Naar huis gaan we verder over Halfweg, Haarlemmerliede, Haarlem en Heemstede. Op de Herenweg van Heemstede in de buurt van de Zandvoortselaan krijg ik een vuiltje in mijn ogen. Aan de overkant zijn een gebouw aan het slopen. Pas thuis krijg ik dit eruit met ruim water uit de kraan. In totaal reden we in zeven dagen 720 kilometers. De Schwalbe achterband van mijn fiets toont op vele plaatsen de gele anti-leklaag en moet nodig vervangen worden.
Het was een mooie fietstocht, maar het weer had beter gemogen. Bert bedankt voor je gezelschap en je uithoudingsvermogen.
Fietsen in Friesland. Dag 6
Woensdag 11 juli 2007. Elburg – Huizen (70 km)
De regen tikt op de tent als het eigenlijk tijd is om op te staan.
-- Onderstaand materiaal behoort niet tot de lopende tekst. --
PR #1218, opened 2020-12-04
megamenu fixes

vineethvanga18:

**Description**

- fetching of blogs dynamically

- fixes and improvements in animations

- minor naming and UI fixes

**Notes for Reviewers**

### DIFF
--- a/src/sections/Navigation/index.js
+++ b/src/sections/Navigation/index.js
@@ -17,7 +17,7 @@ const Navigation = () => {
             query  {
                 Projects: allMdx(
                     sort: { fields: [frontmatter___date], order: DESC }
-                    filter: { fields: { collection: { eq: "projects" } } }
+                    filter: { fields: { collection: { eq: "events" } } }
                     limit: 2
                 ) {
                     nodes {
@@ -25,6 +25,11 @@ const Navigation = () => {
                         frontmatter {
                             title
                             thumbnail{
+                                childImageSharp{
+                                    fluid(maxHeight: 1000){
+                                        ...GatsbyImageSharpFluid_withWebp
+                                    }
+                                }
                                 publicURL
                             }
                         }
@@ -43,6 +48,11 @@ const Navigation = () => {
                         frontmatter {
                             title
                             thumbnail{
+                                childImageSharp{
+                                    fluid(maxWidth: 1000){
+                                        ...GatsbyImageSharpFluid_withWebp
+                                    }
+                                }
                                 publicURL
                             }
                         }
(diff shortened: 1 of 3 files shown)


shivaylamba (commented):
image
@vineethvanga18 the images are a bit stretched. I think we can make the mega menu slightly smaller as well.

vineethvanga18:
yes @shivaylamba, One solution would be to fetch the correct sized image through graphql

leecalcote:
Thank you, @vineethvanga18. Two other issues to address:

1. When the mouse approaches the menu from underneath, the menu is activated well in advance of the mouse reaching the menu text.
1. The exit animation is not invoked when the mouse leaves from the top of the menu.

Dec-04-2020 17-56-30

kishore007k:
Nice Work @Vineet-Sharma29 
One small change, It would be nice if we display the upcoming events/workshops in the community instead of displaying the most recent ones.
What are your thoughts @leecalcote Sir?

Nikhil-Ladha:
> Nice Work @Vineet-Sharma29
> One small change, It would be nice if we display the upcoming events/workshops in the community instead of displaying the most recent ones.
> What are your thoughts @leecalcote Sir?

+1. Good point @kishore007k

src/sections/Navigation/index.js
```diff
@@ -11,6 +12,102 @@ import ScrollspyMenu from "./utility/ScrollspyMenu.js";
...
+                    sort: { fields: [frontmatter___date], order: DESC }
+                    filter: { fields: { collection: { eq: "projects" } } }
+                    limit: 2
+                ) {
+                    nodes {
+                        id
+                        frontmatter {
+                            title
+                            thumbnail{
+                                publicURL
```
Tanuj22, line 28: Here childImageSharp should be used like (reference can be taken from other queries)

src/sections/Navigation/utility/ScrollspyMenu.js
```diff
@@ -51,12 +65,12 @@ const ScrollspyMenu = ({ menuItems, ...props }) => {
                             </div>
                             <div className="nav-display">
                                 <div className="nav-div">
-                                    <a href={active.div1.path}><img src={active.div1.src} className="nav-img" /></a>
-                                    <div> {active.div1.descr} </div>
+                                    <Link href={blogData[active.name].nodes[0].fields.slug}><img src={blogData[active.name].nodes[0].frontmatter.thumbnail.publicURL} className="nav-img" /></Link>
```
Tanuj22, line 68: After using childImageSharp. `Image` component can be used

vineethvanga18: What are the available image sizes @Tanuj22

Tanuj22: Any size will work

leecalcote (approved):
We do need to reduce the overall size of this menu, but in its current form it is pretty **_awesome_**, @vineethvanga18.  🥇

PR #437, opened 2024-01-18
fix categorical dtype check

LucaMarconato:
The checks for categorical dtypes in `models.py` had a bug, fixed. Merging right away. CC @giovp


LucaMarconato:
Forgot to update the changelog.

PR #439, opened 2024-01-23
Fixes on dataloaders

LucaMarconato:
This PR improves the `ImageTilesDataset` class in the following ways.
- General minor cleanup, validation of the arguments and improvement of the docstring.
- Now the regions to derive the tiles from can also be labels and multiscale lables; before only polygons, multipolygons and circles were supported. Points are not supported.
- Now the dataset works also with multiscale images, both if `rasterize` is `True` or `False`. The output is always a single scale image.
- The implementation is now simplified thanks to the use of `to_circles()` API; in particular in `_get_tile_coords()` there is no need anymore to perform affine matrix multiplications manually.
- I removed the logic around `polygon.length`. Before if the regions were polygons or multipolygons, the perimeter of these polygon would have been used as the tile width/height. This contrasted with the usage of the diameter for circles. Now any region element is transformed to circles element using `to_circles()` and the tile sizes are the diameters of these circles.

### DIFF
--- a/src/spatialdata/dataloader/datasets.py
+++ b/src/spatialdata/dataloader/datasets.py
@@ -11,6 +11,7 @@ import pandas as pd
 from anndata import AnnData
 from geopandas import GeoDataFrame
 from multiscale_spatial_image import MultiscaleSpatialImage
+from pandas import CategoricalDtype
 from scipy.sparse import issparse
 from torch.utils.data import Dataset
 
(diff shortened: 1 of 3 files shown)


LucaMarconato:
CC @giovp

LucaMarconato:
Further fixes are introduced with https://github.com/scverse/spatialdata/pull/495/files.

Daarom wachten we maar even met het uit de slaapzak komen. Twee kilometer onderweg in het centrum van Elburg valt er al weer water uit de lucht. We doen een bakkie koffie in café het Regthuys op de Vismarkt. In de binnenstad doen schoolkinderen een vossenjacht als afsluiting van het schooljaar. De meisjes en jongens hebben reuze pret en de juffen (echte juffen en hulpmoeders) en een meester kijken wat beteuterd uit hun ogen in verband met de de regen.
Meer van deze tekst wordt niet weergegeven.